- [What the exercise asks]:
Below are the records. Gather each line that holds "proxy".
▼
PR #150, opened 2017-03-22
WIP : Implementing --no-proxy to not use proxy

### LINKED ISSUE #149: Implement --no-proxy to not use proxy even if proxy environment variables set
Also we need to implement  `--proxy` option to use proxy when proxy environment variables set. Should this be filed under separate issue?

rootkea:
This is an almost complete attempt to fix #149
▲
- [Reply]:
WIP : Implementing --no-proxy to not use proxy
### LINKED ISSUE #149: Implement --no-proxy to not use proxy even if proxy environment variables set
Also we need to implement  `--proxy` option to use proxy when proxy environment variables set. Should this be filed under separate issue?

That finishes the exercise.